→ **WHAT IS EXPECTED**
Reproduce nothing but the lines from the one containing "- Security patch" to the end of the records below, each exactly as written.

→ **MATERIAL PROVIDED**
PR #612, opened 2022-01-10
Should not display FSType in describe pv for AWS EFS driver

RomanBednar:
This is a bug fix but it changes how StorageClass is checked. StorageClass objects with invalid fstype capability will no longer pass the check and volume creation will be prevented. This applies to **all new PVs created** - similar to other checks that were added in the past (e.g. [access mode](https://github.com/kubernetes-sigs/aws-efs-csi-driver/blob/fc4d43d0f6ac3ff6619672c9862ef88b31ab3506/pkg/driver/node.go#L318)).

This change is needed to prevent PVs being created with incorrect values, currently the driver let's users create PVs with any value which is not correct. We should check if supported fstype was used.

**What testing is done?** 
Adding unit tests to cover the new check, both negative and positive flow. Also added a test for multiple messages which can happen when there are multiple unsupported capabilities found.

### DIFF
--- a/pkg/driver/node.go
+++ b/pkg/driver/node.go
@@ -36,7 +36,8 @@ var (
 		csi.VolumeCapability_AccessMode_SINGLE_NODE_WRITER,
 		csi.VolumeCapability_AccessMode_MULTI_NODE_MULTI_WRITER,
 	}
-	volumeIdCounter = make(map[string]int)
+	volumeIdCounter  = make(map[string]int)
+	supportedFSTypes = []string{"efs", ""}
 )
 
 func (d *Driver) NodeStageVolume(ctx context.Context, req *csi.NodeStageVolumeRequest) (*csi.NodeStageVolumeResponse, error) {
@@ -312,6 +313,10 @@ func (d *Driver) isValidVolumeCapabilities(volCaps []*csi.VolumeCapability) erro
 	if err := d.validateAccessType(volCaps); err != nil {
 		return err
 	}
+
+	if err := d.validateFStype(volCaps); err != nil {
+		return err
+	}
 	return nil
 }
 
@@ -342,6 +347,28 @@ func (d *Driver) validateAccessType(volCaps []*csi.VolumeCapability) error {
 		if c.GetMount() == nil {
 			return fmt.Errorf("only filesystem volumes are supported")
 		}
+	}
+	return nil
+}
+
+func (d *Driver) validateFStype(volCaps []*csi.VolumeCapability) error {
+	isSupportedFStype := func(cap *csi.VolumeCapability) bool {
+		for _, m := range supportedFSTypes {
+			if m == cap.GetMount().FsType {
+				return true
+			}
+		}
+		return false
+	}
+
+	var invalidFStypes []string
+	for _, c := range volCaps {
+		if !isSupportedFStype(c) {
+			invalidFStypes = append(invalidFStypes, c.GetMount().FsType)
+		}
+	}
+	if len(invalidFStypes) != 0 {
+		return fmt.Errorf("invalid fstype: %s", strings.Join(invalidFStypes, ","))
 	}
 	return nil
 }
--- a/pkg/driver/node_test.go
+++ b/pkg/driver/node_test.go
@@ -317,6 +317,26 @@ func TestNodePublishVolume(t *testing.T) {
 			mountSuccess:  true,
 		},
 		{
+			name: "success: supported volume fstype capability",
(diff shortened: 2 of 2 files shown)


RomanBednar:
The driver should now accept only "efs", "nfs, "" values for fstype in storage class. If incorrect value is used provisioning will fail.

Here is what I used for testing the patch manually:


1. StorageClass with incorrect "fstype: abc"

$ oc get sc/efs-sc-fstype -o yaml
apiVersion: storage.k8s.io/v1
kind: StorageClass
metadata:
  creationTimestamp: "2022-01-12T14:02:15Z"
  name: efs-sc-fstype
  resourceVersion: "53362"
  uid: 938c14c9-2552-461d-8497-eea4fe5f7af1
mountOptions:
- tls
parameters:
  FStype: abc
  basePath: /dynamic_provisioning
  directoryPerms: "700"
  fileSystemId: fs-0f3a7db6f271f92e6
  provisioningMode: efs-ap
provisioner: efs.csi.aws.com
reclaimPolicy: Delete
volumeBindingMode: Immediate


2. Claim that references the incorrect StorageClass

$ oc get pvc/efs-claim-fail -o yaml
apiVersion: v1
kind: PersistentVolumeClaim
metadata:
  annotations:
    volume.beta.kubernetes.io/storage-provisioner: efs.csi.aws.com
  creationTimestamp: "2022-01-12T14:17:58Z"
  finalizers:
  - kubernetes.io/pvc-protection
  name: efs-claim-fail
  namespace: default
  resourceVersion: "58155"
  uid: 22828df9-c5e2-4907-9c45-8cf4a170529d
spec:
  accessModes:
  - ReadWriteMany
  resources:
    requests:
      storage: 5Gi
  storageClassName: efs-sc-fstype
  volumeMode: Filesystem
status:
  phase: Pending


3. Verify new error message about incorrect fstype

$ oc describe pvc/efs-claim-fail
Name:          efs-claim-fail
Namespace:     default
StorageClass:  efs-sc-fstype
Status:        Pending
Volume:        
Labels:        <none>
Annotations:   volume.beta.kubernetes.io/storage-provisioner: efs.csi.aws.com
Finalizers:    [kubernetes.io/pvc-protection]
Capacity:      
Access Modes:  
VolumeMode:    Filesystem
Used By:       efs-app-fail
Events:
  Type     Reason                Age                  From                                                                  Message
  ----     ------                ----                 ----                                                                  -------
  Normal   Provisioning          20s (x8 over 2m27s)  efs.csi.aws.com_ip-10-0-149-254_b82e2156-1754-432b-92d1-739c1ddb4480  External provisioner is provisioning volume for claim "default/efs-claim-fail"
  Warning  ProvisioningFailed    20s (x8 over 2m27s)  efs.csi.aws.com_ip-10-0-149-254_b82e2156-1754-432b-92d1-739c1ddb4480  failed to provision volume with StorageClass "efs-sc-fstype": rpc error: code = InvalidArgument desc = Volume capabilities not supported: invalid fstype: abc
  Normal   ExternalProvisioning  2s (x11 over 2m27s)  persistentvolume-controller                                           waiting for a volume to be created, either by external provisioner "efs.csi.aws.com" or manually created by system administrator

jsafrane:
> The driver should now accept only "efs", "nfs", "" values

@wongma7 @nckturner what do you think? Do you consider "efs" as the only `fsType` or  is "nfs" valid too?
Note that this is only about validation, choosing `nfs` won't disable encryption.

The code LGTM.

wongma7:
I think only efs should be accepted. Otherwise lgtm.

i dont' want to give impression that there is a difference between fstype nfs and fstype efs. sure, under the hood, mount.efs is just calling mount.nfs so maybe they should be treated the same..but i think it's simpler to just accept efs nd nothing else. Can loosen this restriction later if somebody complains!

RomanBednar:
Sounds good, removing nfs as suggested. Thank you for your feedback Matthew.

pkg/driver/node.go
```diff
@@ -36,7 +36,8 @@ var (
 		csi.VolumeCapability_AccessMode_SINGLE_NODE_WRITER,
 		csi.VolumeCapability_AccessMode_MULTI_NODE_MULTI_WRITER,
 	}
-	volumeIdCounter = make(map[string]int)
+	volumeIdCounter  = make(map[string]int)
+	supportedFsTypes = []string{"efs", ""}
```
jsafrane, line 40: nit: `supportedFSTypes`. Abbreviations have all characters in uppercase.

PR #619, opened 2022-01-20
Security patch & upgrade of k8s.io/kubernetes, linux and golang

Ashley-wenyizha:
- Security patch
- Instruct docker build with no-cache

Security patching on
1.  k8s.io/kubernetes: upgrade to 1.23
2. linux+golang security update

**What testing is done?** 
Uploaded the image to dev account and mitigated all high risks and the majority of medium risks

→ **WRITTEN REPLY**
- Security patch
- Instruct docker build with no-cache

Security patching on
1.  k8s.io/kubernetes: upgrade to 1.23
2. linux+golang security update

**What testing is done?** 
Uploaded the image to dev account and mitigated all high risks and the majority of medium risks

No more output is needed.